Saved entries
======

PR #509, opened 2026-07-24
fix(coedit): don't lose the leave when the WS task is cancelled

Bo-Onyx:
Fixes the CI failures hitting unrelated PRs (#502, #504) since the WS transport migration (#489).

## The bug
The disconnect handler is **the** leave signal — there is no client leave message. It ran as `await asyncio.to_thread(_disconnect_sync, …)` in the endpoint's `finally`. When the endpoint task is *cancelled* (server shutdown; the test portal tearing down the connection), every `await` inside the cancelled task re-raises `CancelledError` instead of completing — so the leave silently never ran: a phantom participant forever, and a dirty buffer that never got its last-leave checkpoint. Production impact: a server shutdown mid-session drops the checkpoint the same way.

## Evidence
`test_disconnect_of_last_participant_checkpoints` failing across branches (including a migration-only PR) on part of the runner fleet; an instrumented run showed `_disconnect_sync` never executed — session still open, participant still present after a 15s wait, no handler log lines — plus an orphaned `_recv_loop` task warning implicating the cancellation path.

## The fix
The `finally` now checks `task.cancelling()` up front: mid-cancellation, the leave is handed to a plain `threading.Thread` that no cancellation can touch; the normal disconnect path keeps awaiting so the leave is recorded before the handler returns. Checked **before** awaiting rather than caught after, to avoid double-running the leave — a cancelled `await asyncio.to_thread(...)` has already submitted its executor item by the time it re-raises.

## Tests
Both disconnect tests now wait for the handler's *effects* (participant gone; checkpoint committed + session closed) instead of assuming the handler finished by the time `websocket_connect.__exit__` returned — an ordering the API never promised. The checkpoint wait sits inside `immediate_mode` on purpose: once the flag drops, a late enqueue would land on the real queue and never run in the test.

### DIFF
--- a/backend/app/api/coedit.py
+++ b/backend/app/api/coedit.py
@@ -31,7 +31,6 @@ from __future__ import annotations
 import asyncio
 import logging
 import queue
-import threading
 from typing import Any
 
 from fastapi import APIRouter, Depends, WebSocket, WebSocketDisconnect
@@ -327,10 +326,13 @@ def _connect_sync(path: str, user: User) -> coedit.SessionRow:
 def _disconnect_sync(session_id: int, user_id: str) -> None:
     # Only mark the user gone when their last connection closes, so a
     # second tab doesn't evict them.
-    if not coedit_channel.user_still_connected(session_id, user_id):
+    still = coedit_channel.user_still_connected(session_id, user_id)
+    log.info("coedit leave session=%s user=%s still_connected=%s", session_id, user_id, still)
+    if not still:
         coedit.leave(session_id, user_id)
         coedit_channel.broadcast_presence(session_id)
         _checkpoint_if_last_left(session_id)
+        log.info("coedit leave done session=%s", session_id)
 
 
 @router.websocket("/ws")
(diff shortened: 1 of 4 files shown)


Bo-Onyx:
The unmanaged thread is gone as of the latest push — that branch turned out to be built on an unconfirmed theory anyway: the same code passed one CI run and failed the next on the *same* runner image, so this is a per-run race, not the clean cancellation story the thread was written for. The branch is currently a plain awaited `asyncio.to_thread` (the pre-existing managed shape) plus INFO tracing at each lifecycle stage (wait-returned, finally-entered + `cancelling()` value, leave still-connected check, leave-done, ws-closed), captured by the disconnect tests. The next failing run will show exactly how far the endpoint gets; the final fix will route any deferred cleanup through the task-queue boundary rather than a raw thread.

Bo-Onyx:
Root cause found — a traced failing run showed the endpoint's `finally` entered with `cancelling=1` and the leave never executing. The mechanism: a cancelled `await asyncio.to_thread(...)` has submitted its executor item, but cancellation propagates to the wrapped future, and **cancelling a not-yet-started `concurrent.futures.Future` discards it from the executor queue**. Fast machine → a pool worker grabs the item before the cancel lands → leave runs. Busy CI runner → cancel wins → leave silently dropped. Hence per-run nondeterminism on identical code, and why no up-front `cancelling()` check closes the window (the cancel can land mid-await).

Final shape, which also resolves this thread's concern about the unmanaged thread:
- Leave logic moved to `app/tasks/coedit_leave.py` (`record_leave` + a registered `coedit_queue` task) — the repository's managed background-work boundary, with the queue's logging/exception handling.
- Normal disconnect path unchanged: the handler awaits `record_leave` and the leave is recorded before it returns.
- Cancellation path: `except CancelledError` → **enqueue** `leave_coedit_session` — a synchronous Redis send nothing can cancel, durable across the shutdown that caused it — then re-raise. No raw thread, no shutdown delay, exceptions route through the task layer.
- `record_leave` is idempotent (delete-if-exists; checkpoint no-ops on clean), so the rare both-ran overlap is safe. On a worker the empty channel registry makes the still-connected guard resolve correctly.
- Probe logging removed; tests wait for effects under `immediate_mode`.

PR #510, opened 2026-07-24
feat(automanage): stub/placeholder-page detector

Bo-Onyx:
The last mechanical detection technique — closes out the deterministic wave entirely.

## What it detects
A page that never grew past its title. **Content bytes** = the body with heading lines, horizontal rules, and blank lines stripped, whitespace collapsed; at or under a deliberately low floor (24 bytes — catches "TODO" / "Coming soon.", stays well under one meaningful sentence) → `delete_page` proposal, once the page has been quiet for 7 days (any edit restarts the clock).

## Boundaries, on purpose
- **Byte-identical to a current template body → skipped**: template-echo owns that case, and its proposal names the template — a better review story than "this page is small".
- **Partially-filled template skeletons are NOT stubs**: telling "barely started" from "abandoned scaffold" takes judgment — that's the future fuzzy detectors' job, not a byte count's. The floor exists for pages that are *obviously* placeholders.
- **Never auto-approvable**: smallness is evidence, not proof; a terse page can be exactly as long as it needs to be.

======

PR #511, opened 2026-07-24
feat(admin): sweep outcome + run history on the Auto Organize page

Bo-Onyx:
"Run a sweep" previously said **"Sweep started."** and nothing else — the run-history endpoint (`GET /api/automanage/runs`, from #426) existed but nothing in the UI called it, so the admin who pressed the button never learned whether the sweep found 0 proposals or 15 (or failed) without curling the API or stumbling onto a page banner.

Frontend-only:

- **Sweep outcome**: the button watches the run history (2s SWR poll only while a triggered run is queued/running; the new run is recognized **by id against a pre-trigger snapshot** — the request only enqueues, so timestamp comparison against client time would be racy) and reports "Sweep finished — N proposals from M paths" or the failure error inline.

======

## EXERCISE BRIEF
The reply should consist solely of the lines above from the one that has "## Boundaries, on purpose" through the one that has "- **Never auto-approvable**: smallness", reproduced exactly.

## ANSWER FOR THIS EXERCISE
## Boundaries, on purpose
- **Byte-identical to a current template body → skipped**: template-echo owns that case, and its proposal names the template — a better review story than "this page is small".
- **Partially-filled template skeletons are NOT stubs**: telling "barely started" from "abandoned scaffold" takes judgment — that's the future fuzzy detectors' job, not a byte count's. The floor exists for pages that are *obviously* placeholders.
- **Never auto-approvable**: smallness is evidence, not proof; a terse page can be exactly as long as it needs to be.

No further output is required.